L’aquaculture à l’horizon 2020: Retard à l’allumage

A moins d’un miracle, le ministère de la Pêche n’atteindra pas les objectifs qu’il s’est fixés dans le domaine de l’aquaculture à l’horizon 2020. La stratégie sectorielle prévoit en effet une production de 200.000 tonnes de poissons.
Source : L’économiste
Posté Le : Mercredi 13 juin 2018

A ce jour, elle ne dépasse guère 500 tonnes. Ce chiffre n’inclut pas la production de poissons élevés en milieu continental qui relève des Eaux et Forêts, estimée à 16.000 tonnes en 2017. Ce qui représente à peine 0,1% de la production halieutique nationale. Soit le volume le plus faible de toute la Méditerranée. Or, le dernier rapport du ministère des Finances fait état d’un potentiel de 380.000 tonnes.

A quoi est donc dû ce gap? En plus des objectifs irréalistes, plusieurs obstacles empêchent le décollage du secteur.

«Le ministère de l’Equipement exige au préalable d’effectuer une étude d’impact environnemental avant la signature d’un contrat de bail relatif à l’occupation du domaine maritime. Nous ne sommes pas opposés à cette étude qui coûte environ 400.000 DH, mais nous demandons au moins un accord de principe qui nous permettra de réaliser notre projet si les conclusions s’avéraient favorables», déclare un opérateur ayant soumissionné à l’un des appels à manifestation d’intérêt lancé par l’Agence nationale de développement de l’aquaculture.

L’investissement en question est un projet intégré comprenant une écloserie, une unité de pré-grossissement et une ferme d’élevage en mer. D’aucuns pourraient s’interroger sur le bien-fondé d’exiger la réalisation d’une étude d’impact environnemental puisque tous les plans d’aménagement ont déjà fait l’objet de cette étude de la part de l’ANDA.

L’objectif étant de donner de la visibilité aux investisseurs sur le potentiel des zones ciblées et de garantir en même temps la durabilité de la ressource.

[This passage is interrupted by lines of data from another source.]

PR #1586, opened 2018-09-06
Prominent warning for Dart2-incompatible packages.

isoos:

screenshot about the unidentified vs the legacy style:
screen shot 2018-09-06 at 18 30 41

/cc @mit-mit

### DIFF
--- a/app/lib/frontend/templates.dart
+++ b/app/lib/frontend/templates.dart
@@ -786,6 +786,12 @@ class TemplateService {
         'text': '[outdated]',
         'title': 'Package version too old, check latest stable.',
       });
+    } else if (status == AnalysisStatus.legacy) {
+      tags.add({
+        'status': 'legacy',
+        'text': 'Dart 2 incompatible',
+        'title': 'Package does not support Dart 2.',
+      });
     } else {
       tags.add({
         'status': 'unidentified',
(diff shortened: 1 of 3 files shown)


mit-mit:
Style LGTM!

app/lib/frontend/templates.dart
```diff
@@ -786,6 +786,12 @@ class TemplateService {
         'text': '[outdated]',
         'title': 'Package version too old, check latest stable.',
       });
+    } else if (status == AnalysisStatus.legacy) {
```
sortie: Does this only happen for packages that don't allow Dart 2 in the Dart SDK constraints? It doesn't happen for packages that do allow Dart 2 but their dependencies don't?

That would be alright, we can tighten the feature later.

There's also packages that do allow Dart 2, but were released prior to Dart 2 and have analysis errors. We could mark those packages as Dart 2 incompatible as well. But that doesn't need to be now.

isoos: > Does this only happen for packages that don't allow Dart 2 in the Dart SDK constraints?

This PR: yes.

> It doesn't happen for packages that do allow Dart 2 but their dependencies don't?

It could/will happen in:
https://github.com/dart-lang/pub-dartlang-dart/pull/1587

L’aquaculture marine souffre également de la double tutelle entre le ministère de la Pêche et celui de l’Equipement. Une fois qu’un investisseur a décroché l’autorisation de créer une ferme aquacole, il doit également obtenir l’aval de l’Equipement pour une occupation permanente du domaine maritime, nécessaire à la construction d’une base en terre ferme pour le stockage de l’aliment de poisson, les filets et différents autres intrants. A l’inverse, l’aquaculture continentale relève du seul département des Eaux et Forêts.

La dernière note du Centre marocain de conjoncture (CMC) évoque d’autres contraintes. Parmi ces difficultés, le régime fiscal. En effet, à l’image d’autres secteurs tels que la cuniculture (élevage de lapins), l’apiculture, l’aviculture, l’aquaculture n’est pas fiscalement assimilée à une activité d’élevage.

Par conséquent, elles sont soumises à l’IS et à une TVA en tant qu’activité commerciale. Les produits de l’aquaculture sont hors champ de TVA. Du coup, la taxe supportée au moment de l’achat des équipements et différents intrants ne peut être déduite.

L’investissement dans l’aquaculture nécessite des moyens conséquents pour l’implantation des fermes, leur gestion, l’achat des différents intrants. Mais le secteur bute sur des problèmes de financement.

L’activité n’ayant pas encore bonne presse auprès des banques. Par conséquent, il faudrait mettre en place un dispositif de financement dédié à l’image de l’agriculture. Une expérience est actuellement conduite dans le nord du Royaume. La coopérative Al Amal (Nador) spécialisée dans la mytiliculture (élevage de moules), bénéficie actuellement d’un financement de la Région via un partenariat avec GIZ.

L’aquaculture est également pénalisée par l’amont. Il n’existe pas encore au Maroc une écloserie d’alevins destinée à approvisionner les fermes aquacoles. La seule qui existe importe elle-même ses propres alevins et les cède aux éleveurs aquacoles. Une autre est opérationnelle dans le nord, implantée sur la terre ferme.